Cytotoxicity tests on medical devices
Cytotoxicity tests are essential for assessing the cleanliness and biocompatibility of medical devices. These tests specifically measure the toxic effect that a material can have on cell structures and are part of the DIN EN ISO 10993-5 standard. The aim is to ensure that the products have no harmful effect on cells and are therefore safe to use. The extraction and incubation times, which can vary depending on the product, are essential for a reliable assessment of the cytotoxicity of medical devices. The reproducibility of the tests, particularly in the case of repeat tests or tests as part of monitoring, is also of crucial importance.
Test procedure
The testing procedure for cytotoxicity tests involves several steps to ensure that the products tested do not have any harmful effects on cells:
- Sample preparation: medical devices are extracted in a suitable medium for 4 to 72 hours to dissolve potentially toxic substances.
- Cell culture: Suitable cell lines such as fibroblasts or epithelial cells are used as they have a high sensitivity to toxic substances.
- Incubation: The cells are incubated with the extract of the product for a defined period of time (24 to 72 hours).
- Observation: After incubation, the cells are examined under the microscope for morphological changes and growth behavior.
- Evaluation: A quantitative result is determined. This can be done using various methods, depending on the question and regulatory requirements.
Cell lines
Cell lines are cultured cells that are widely used in research and in tests such as cytotoxicity assays. They provide a consistent and reproducible platform for evaluating cell responses to various substances. Commonly used cell lines include:
- Fibroblasts: These cells are particularly sensitive to toxic substances and are commonly used in cytotoxicity assays and are also used in clean controlling.
- Epithelial cells: These cells are also widely used and are well suited for tests that evaluate the interaction of materials with cell surfaces.
Specific requirements for cell lines
- Authenticity: The cell lines must be verified and free of contamination.
- Passage number: Cells should be in a low passage number to avoid genetic drift.
- Culture conditions: Culture conditions must be standardized, including temperature, CO₂ concentration and culture medium.

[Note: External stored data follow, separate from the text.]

PR #6222, opened 2026-07-22
fix(object): report __proto__ as unrecognized key in strict mode (#6220)

### LINKED ISSUE #6220: .strict() silently accepts an own __proto__ input key instead of reporting unrecognized_keys
**Not a vulnerability report** — no prototype pollution occurs; the existing defense works. This is a question about `.strict()`'s reporting semantics that falls out of where that defense sits.

### What happens

`z.object(...).strict()` (and `z.strictObject`) reports every unknown input key as `unrecognized_keys` — except an own `__proto__` key, which is silently accepted and silently dropped from the parse output. So strict mode flags every unknown key except the one an attacker would actually send, and downstream code that inspects `parsed.data` never learns the key was there.

### Repro (zod 4.4.3, fresh install, Node 24)

```js
import { z } from 'zod';

const strict = z.object({ name: z.string() }).strict();

// JSON.parse creates an OWN "__proto__" property — the wire reality for any JSON body.
const wire = JSON.parse('{"name":"a","__proto__":{"admin":true}}');
console.log(Object.getOwnPropertyNames(wire)); // [ 'name', '__proto__' ]

const res = strict.safeParse(wire);
console.log(res.success);                                          // true   (expected: false)
console.log(Object.getOwnPropertyNames(res.data));                 // [ 'name' ]  — dropped
console.log(Object.getPrototypeOf(res.data) === Object.prototype); // true — defense intact 👍

// Control: any other unknown key is reported as documented.
console.log(strict.safeParse(JSON.parse('{"name":"a","other":1}')).success); // false, unrecognized_keys
```

### Where it comes from

The pollution guard in `handleCatchall` skips `__proto__` **before** the `unrecognized.push(key)` branch:

https://github.com/colinhacks/zod/blob/912f0f51b0ced654d0069741e7160834dca742ee/packages/zod/src/v4/core/schemas.ts#L1870-L1878

```ts
for (const key in input) {
  // skip __proto__ so it can't replace the result prototype via the
  // assignment setter on the plain {} we build into
  if (key === "__proto__") continue;   // ← also exempts it from the strict check below
  if (keySet.has(key)) continue;
  if (t === "never") {
    unrecognized.push(key);
    continue;
  }
```

The comment justifies not *copying* the key into the result (clearly right, please keep it). It doesn't say the key should also be exempt from strict's *reporting* — that looks like a side effect of where the `continue` sits. `z.record` has the same silent skip (schemas.ts#L2957 (same permalink base)).

### Why it matters

For anyone using `.strict()` as a trust-boundary contract ("a body carrying anything unexpected is refused loudly, never stripped silently"), this is the one input where the contract silently doesn't hold — and because the key is also absent from the output, a downstream check can't catch it either. We hit this in an e-signature API where a rejected-extra-keys guarantee is load-bearing; our unit tests proved the downstream authority rejects a smuggled `__proto__`, while the deployed pipeline never showed it that key at all. (Worked around with an own-key check beside the parse.)

### Suggested fix, if unintended

Report before skipping — keeps the copy-defense byte-for-byte identical:

```ts
if (key === "__proto__") {
  if (t === "never") unrecognized.push(key);
  continue;
}
```

Happy to send a PR with tests if you'd take this. And if the current behavior is intentional, a line in the `.strict()` docs naming the exemption would let integrators know to pin own-keys themselves.

gonzoblasco:
Fixes #6220

When using `.strict()` (or `z.strictObject`), an own `__proto__` key in the input was silently accepted and dropped from the output without being reported as `unrecognized_keys`. This meant strict mode flagged every unknown key except the one an attacker would actually send, and downstream code inspecting the parsed data never learned the key was there.

The prototype pollution defense (skipping `__proto__` in the copy loop) is preserved — the fix only moves the `unrecognized` reporting before the `continue`, so the key is still not copied into the result but is now correctly surfaced in the error issues.

### Changes

- **`schemas.ts`**: In `handleCatchall`, report `__proto__` as unrecognized before skipping the copy
- **`object.test.ts`**: Updated the existing test to expect `__proto__` to be reported as unrecognized, and verified the error contains the key

### Testing

- 3811 tests pass (339 test files)
- TypeScript: clean

### DIFF
--- a/packages/zod/src/v4/classic/tests/object.test.ts
+++ b/packages/zod/src/v4/classic/tests/object.test.ts
@@ -709,9 +709,15 @@ describe("__proto__ in object catchall paths", () => {
     }
   });
 
-  test("strict does not surface __proto__ as unrecognized", () => {
+  test("strict surfaces __proto__ as unrecognized", () => {
     const schema = z.object({ name: z.string() }).strict();
     const result = schema.safeParse(protoInput());
-    expect(result.success).toBe(true);
+    expect(result.success).toBe(false);
+    if (!result.success) {
+      expect(result.error.issues[0].code).toBe("unrecognized_keys");
+      if (result.error.issues[0].code === "unrecognized_keys") {
+        expect(result.error.issues[0].keys).toContain("__proto__");
+      }
+    }
   });
 });
--- a/packages/zod/src/v4/classic/tests/object.test.ts
+++ b/packages/zod/src/v4/classic/tests/object.test.ts
@@ -720,4 +720,25 @@ describe("__proto__ in object catchall paths", () => {
       }
     }
   });
+
+  test("strict does not report inherited __proto__ from prototype chain", () => {
+    // for...in iterates enumerable inherited keys. __proto__ is an accessor
+    // on Object.prototype, not an enumerable key — so it's never visited.
+    // Properties inside the __proto__ object (e.g. isAdmin) ARE iterated
+    // and reported as unrecognized. This test documents that boundary.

Extraction and incubation times
Extraction and incubation times are decisive parameters in cytotoxicity tests. They vary depending on the type of medical device. The following options can be used as an initial guideline, but the final decision must be made by the manufacturer based on a risk assessment:
Extraction time:
- Non-critical devices: 24 hours (4 hours also possible for short-term use with justification from the manufacturer)
- Implants: 72 hours
Incubation time:
- Non-critical products: 24 hours
- Standard instruments: 48 hours
- Implants: 72 hours
Evaluation methods
There are various evaluation methods for cytotoxicity tests, which are described in the standard DIN EN ISO 10993-5. These methods are suggestions and are not binding. The common methods include
- MTT test: measures cell viability by the reduction of MTT to formazan.
- Crystal violet staining: This method is used to quantitatively assess cell viability.

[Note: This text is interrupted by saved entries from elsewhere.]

PR #6223, opened 2026-07-23
fix: accept exact decimal multiples in multipleOf

spokodev:
## What

`z.number().multipleOf(0.07)` rejects some exact decimal multiples:

```ts
z.number().multipleOf(0.07).safeParse(2.03).success // false  — but 2.03 === 29 * 0.07
z.number().multipleOf(0.07).safeParse(4.06).success // false  — 58 * 0.07
z.number().multipleOf(0.07).safeParse(1.96).success // true   — 28 * 0.07
z.number().multipleOf(0.07).safeParse(2.10).success // true   — 30 * 0.07
```

`floatSafeRemainder` compares `val / step` to its rounded value with a one-ULP tolerance (`Number.EPSILON * Math.max(Math.abs(ratio), 1)`). But `2.03 / 0.07 === 28.999999999999993`, ~1.1 ULP away from 29: `val` and `step` are each already rounded to the nearest double, and the division rounds a third time, so the quotient's error can exceed a single ULP. Neighbouring multiples happen to land within one ULP, so the rejection is inconsistent (and it's a regression vs Zod 3, which accepts `2.03`).

## Fix

Widen the tolerance to a few ULPs. To pick a safe factor I swept ~2M exact decimal multiples (steps with up to 4 decimal places):

- the quotient error for a genuine multiple never exceeds **~1.17 ULP**;
- the nearest genuine **non**-multiple that must stay rejected sits **~7×10⁴ ULP** away (e.g. `step 0.1` vs `6.1000000001`).

Four ULPs removes every false rejection with a ~18000× margin before any false acceptance becomes possible. The existing small-step / scientific-notation regression tests (`multipleOf(1e-7)` rejecting `2.5e-7`, `multipleOf(1e-10)` accepting `1e-9`, etc.) still pass.

## Tests

Added `.multipleOf() accepts exact decimal multiples` asserting `2.03`, `4.06`, `8.54` pass and the non-multiple `2.04` is still rejected. It fails on `main` and passes with the change; the number test file is green (`vitest run … number.test.ts`).


colinhacks:
Good investigation. Merged main in and joined the tolerance comment onto one line — this repo doesn't hard-wrap prose comments. Also corrected the ULP figure: the quotient sits 2 ULP below 29, and 1.1 was its ratio to the old tolerance rather than a ULP count. Merging once CI is green.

Comparison of the evaluation methods
MTT test:
- Advantages: High sensitivity, widely used, quantitative.
- Disadvantages: Can be affected by certain substances that interfere with the reduction of MTT.
Crystal violet staining:
- Advantages: Easy to perform, quantitative, reliable.

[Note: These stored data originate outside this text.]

PR #6224, opened 2026-07-23
fix(core): treat any/unknown/coerced-boolean object properties as optional-in

### LINKED ISSUE #5957: v4.4 now errors on z.coerce.boolean parsing undefined
In earlier versions of Zod, the following code behaved differently.

```typescript
const test = z.object( { foo: z.coerce.boolean() } )
const result = test.parse({}) // before = { foo: false },  after = ZodError "Invalid input: expected nonoptional, received undefined"
```

I might understand this being intentional (although our code relied on the old behavior when parsing process.env to provide fallbacks to `false`). But I didn't see it actually documented in the release notes.

### LINKED ISSUE #5997: Undocumented (?) change to `z.any()` object property behavior in v4.4.0
Since [v4.4.0](https://github.com/colinhacks/zod/releases/tag/v4.4.0), object properties defined as `z.any()` are now treated as required (i.e. the object will fail to parse if the property is unset). The release notes say this is now the expected behavior for `z.undefined()`, but don't mention `z.any()`, so I assume this is unintended?

Reproduction: [v4.3.6](https://zod-playground.vercel.app?appdata=N4IgzgxgFgpgtgQxALhAejQAgMIHsB2AZgJYDmArgE4yYAusmANrhAozYbpZjJZV5jgwwYBKWGYAFLgAOtYgTYBKADr4MmAF4A6CARKlJO5q3ZhtxWpKWr8avfjC1MkWIkwBeLdtwAjAFYwEFbAaph0wrQAgvgAngAK-LS8tLHI3ghx1moAvrZq1LRU%2BC7Q8EgANCAAbmzkwigA2iChJeGY%2BAhC6SogAFK4UHYguSAAulXVvGAK%2BCggACzaAMzaAGwgVcRgAFq4ACYAssT4xCiEbGAwOUA), [v4.4.0](https://zod-playground.vercel.app?appdata=N4IgzgxgFgpgtgQxALhAejQAgMIHsB2AZgJYDmArgE4yYAusmANrhAozYbpZjJZV5jgwwYBKWGYAFLgAOtYgTYBKADr4MmAF4A6CARKlJO5q3ZhtxWpKWr8avfjC1MkWIkwBeLdtwAjAFYwEFbAaph0wrQAgvgAngAK-LS8tLHI3ghx1moAvrZq1LRU%2BC7Q8EgANCAAbmzkwigA2iChJeGY%2BAhC6SogAFK4UHYguSAAulXVvGAK%2BCggACzaSwAMIFXEYABauAAmALLE%2BMQohGxgMDlAA)

mabdullah465:
# fix(core): treat any/unknown/coerced-boolean object properties as optional-in

Fixes #5997
Fixes #5957

## Root cause

`handlePropertyResult` in `packages/zod/src/v4/core/schemas.ts` decides whether
a missing object key is an error by checking `el._zod.optin === "optional"`:

```ts
if (!isPresent && !isOptionalIn) {
  if (!result.issues.length) {
    final.issues.push({
      code: "invalid_type",
      expected: "nonoptional",
      input: undefined,
      path: [key],
    });
  }
  return;
}
```

`$ZodAny`, `$ZodUnknown`, and `$ZodBoolean` (even with `coerce: true`) never
set `optin = "optional"`, so an absent key on these properties gets rejected
as a missing required property — even though these schemas are semantically
supposed to tolerate an absent/undefined input:

- `z.any()` / `z.unknown()` accept `undefined` unconditionally.
- `z.coerce.boolean()` coerces via `Boolean(payload.value)`, and
  `Boolean(undefined) === false` — so it should coerce an absent key to
  `false`, not throw.

This is the shared root cause behind two separately-reported regressions:

- #5997 — `z.any()` object properties became required in v4.4.0 (undocumented)
- #5957 — `z.coerce.boolean()` rejects an absent key instead of coercing it to `false`

## Fix

Set `inst._zod.optin = "optional"`:
- Unconditionally in `$ZodAny` and `$ZodUnknown`.
- In `$ZodBoolean`, only when `def.coerce` is `true` — a plain, non-coercing
  `z.boolean()` correctly remains required (covered by a new test).

## Testing

- Added test cases to `anyunknown.test.ts` and `coerce.test.ts` covering both
  reported regressions plus the "non-coerced boolean still required" guard.
- Ran the full package test suite (`pnpm vitest run --project zod`): **336
  test files, 3808 tests, 0 failures, 0 type errors** — no regressions
  elsewhere in the suite.

## Disclosure

I used Claude Code (Anthropic) to help trace the root cause through the
source, prepare this patch, and write/run the verification above. I reviewed
the change and test results myself before opening this PR.

### DIFF
--- a/packages/zod/src/v4/classic/tests/anyunknown.test.ts
+++ b/packages/zod/src/v4/classic/tests/anyunknown.test.ts
@@ -24,3 +24,17 @@ test("check never inference", () => {
   expect(() => t1.parse("asdf")).toThrow();
   expect(() => t1.parse(null)).toThrow();
 });
+
+test("any object property tolerates an absent key (#5997)", () => {
+  const schema = z.object({ foo: z.any() });
+  const result = schema.safeParse({});
+  expect(result.success).toBe(true);
+  expect(result.data).toEqual({});
+});
+
+test("unknown object property tolerates an absent key", () => {
+  const schema = z.object({ foo: z.unknown() });
+  const result = schema.safeParse({});
+  expect(result.success).toBe(true);
+  expect(result.data).toEqual({});
+});
--- a/packages/zod/src/v4/classic/tests/coerce.test.ts
+++ b/packages/zod/src/v4/classic/tests/coerce.test.ts
@@ -75,6 +75,19 @@ test("boolean coercion", () => {
   expect(schema.parse(new Date(1670139203496))).toEqual(true);
 });
 
+test("coerced boolean object property tolerates an absent key (#5957)", () => {
+  const schema = z.object({ foo: z.coerce.boolean() });
+  const result = schema.safeParse({});
+  expect(result.success).toBe(true);
+  expect(result.data).toEqual({ foo: false });
+});
+
+test("non-coerced boolean object property is still required", () => {
+  const schema = z.object({ foo: z.boolean() });
+  const result = schema.safeParse({});
+  expect(result.success).toBe(false);
+});
+
 test("bigint coercion", () => {
   const schema = z.coerce.bigint();
   expect(schema.parse("5")).toEqual(BigInt(5));
--- a/packages/zod/src/v4/core/schemas.ts
+++ b/packages/zod/src/v4/core/schemas.ts
@@ -1204,6 +1204,11 @@ export const $ZodBoolean: core.$constructor<$ZodBoolean> = /*@__PURE__*/ core.$c
     $ZodType.init(inst, def);
     inst._zod.pattern = regexes.boolean;
 
+    // A coercing boolean accepts undefined (Boolean(undefined) === false),
+    // so an absent object key should be coerced rather than rejected as a
+    // missing required property.
+    if (def.coerce) inst._zod.optin = "optional";
+
     inst._zod.parse = (payload, _ctx) => {
       if (def.coerce)
         try {
@@ -1445,6 +1450,9 @@ export interface $ZodAny extends $ZodType {
 export const $ZodAny: core.$constructor<$ZodAny> = /*@__PURE__*/ core.$constructor("$ZodAny", (inst, def) => {
   $ZodType.init(inst, def);
 
+  // `any` accepts undefined as a valid value, so an absent object key
+  // should not be treated as a missing required property either.
+  inst._zod.optin = "optional";
   inst._zod.parse = (payload) => payload;
 });
 
@@ -1474,6 +1482,9 @@ export const $ZodUnknown: core.$constructor<$ZodUnknown> = /*@__PURE__*/ core.$c
   (inst, def) => {
     $ZodType.init(inst, def);
 
+    // Same as `any`: unknown accepts undefined, so an absent object key
+    // should not be treated as a missing required property.
+    inst._zod.optin = "optional";
     inst._zod.parse = (payload) => payload;
   }
 );


wahajahmed010:
### Review of #6224 — `fix(core): treat any/unknown/coerced-boolean object properties as optional-in`

Nice root-cause analysis — pinning the regression to a single property (`inst._zod.optin`) instead of a per-call branch in `handlePropertyResult` is the right shape. The fix is minimal, the test for "non-coerced `z.boolean()` still required" is the exact guard I would have asked for, and bundling two issues with a shared root cause into one PR is reasonable here.

**Substantive points:**

1. **`$ZodUnknown` test gap.** You added a `safeParse({})` test for `z.unknown()` — good. But the most common failure mode for `unknown` properties historically has been `null` vs. `undefined` (e.g. `safeParse({foo: null})` for `{foo: z.unknown()}`). Since the new `optin = "optional"` flag now short-circuits the missing-key path entirely, please add a one-line test asserting that an explicit `null` value still produces an `invalid_type` issue, so we don't silently regress null handling in the process.

2. **`$ZodAny` value-passthrough is unchanged, but worth a regression note.** `z.any()`'s `parse` is literally `(payload) => payload`, so it returns `undefined` for an absent key. With the new `optin = "optional"`, the caller now gets `result.data = {}` (no `foo` key) instead of an error. That's clearly the intended behavior per #5997, but the behavior contract is now subtly different from v3 in a way that may surprise consumers who do `result.data.foo ?? "default"`. Probably fine, but worth a one-line note in the changelog/release notes under "Minor behavior change" so the v4 → v4.4.x migration story stays honest.

3. **Coerced booleans and the `nan` / `0` / `""` edge case.** `Boolean(undefined) === false`, so this fix is correct for the absent case. But the same coercion path also makes `z.coerce.boolean()` accept the string `"false"` as `true` (since non-empty strings are truthy in JS), which is a long-standing footgun unrelated to your change. Don't fix it here — just flagging because the diff is touching exactly this surface and a maintainer might want to bundle a follow-up.

4. **Disclosure transparency.** Thanks for the explicit Claude Code disclosure and the "I reviewed the change and test results myself" line. The change is small enough to audit by eye, and the diff matches your description, so I don't have anything to add there — but the practice itself is appreciated. Other contributors should follow this pattern.

5. **Type concern — `inst._zod.optin` write site.** You're mutating an internal property directly in the constructor for `$ZodAny` / `$ZodUnknown` / `$ZodBoolean` (coerce). If `$ZodType.init` ever grows logic that derives `optin` from other constructor state (e.g. default values, catchall, `optional()` chaining), the order-of-operations matters: your writes happen *after* `init`, so a future `init` enhancement that initializes `optin = "required"` would silently overwrite your `"optional"`. Cheap insurance: assign unconditionally *inside* `init` if you control it, or add a comment that the write must come after `init`. Not blocking, but the kind of thing that bites in two release cycles.

No blockers from my side. The fix and tests are correct, the bundling is justified, and the disclosure is appreciated. Approving with the v3-vs-v4.4.x changelog note as the one ask.

— automated review via the daily code-review pipeline

colinhacks:
Closing this — the current behavior is intentional. `z.any()` and `z.unknown()` infer as required keys, and requiring the key at parse time is what makes the parser agree with the type it advertises. Same for `z.coerce.boolean()`.

`z.any().optional()` and `z.coerce.boolean().default(false)` are the ways to opt into an omittable key. Thanks for digging into this!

- Disadvantages: Can be influenced by cell overlay, requires careful performance.
Crystal violet staining
CleanControlling's preferred method of analysis is crystal violet staining, which has been used as standard at CleanControlling for years and is also accredited. This method is also recognized by the FDA.
Crystal violet staining procedure
- Fixation: After incubation, the cells are fixed in order to preserve their structure.
- Staining: the fixed cells are stained with crystal violet, a dye that binds to the cells' DNA.
- Washing: Excess dye is washed off to retain only the stained cells.
- Evaluation: The bound dye is returned to solution, resulting in a colored liquid whose intensity correlates with the number of cells present.
Recommendation
To ensure comparability with previous analyses, we recommend that the extraction and incubation times are generally retained. These are listed in the final reports. However, new parameters are also possible. These parameters, which are important for the test, can be specified by the client in the TEST ITEM CHARACTERIZATION SHEET and thus form the basis for the subsequent test planning.
General recommendation
For implants:
- Extraction time: 72 hours
- Incubation time: 72 hours
For products other than implants:
- Extraction time: 24 hours
- Incubation time: 48 hours
Conclusion
The use of proven evaluation methods is essential for a reliable assessment of the cytotoxicity of medical devices. The extraction and incubation times, which can vary depending on the product, are essential for a reliable evaluation of the cytotoxicity of medical devices. Consistent extraction and incubation times are crucial for the reproducibility of tests, especially in the case of repeat tests or tests as part of monitoring. These measures help to ensure the safety and biocompatibility of the products.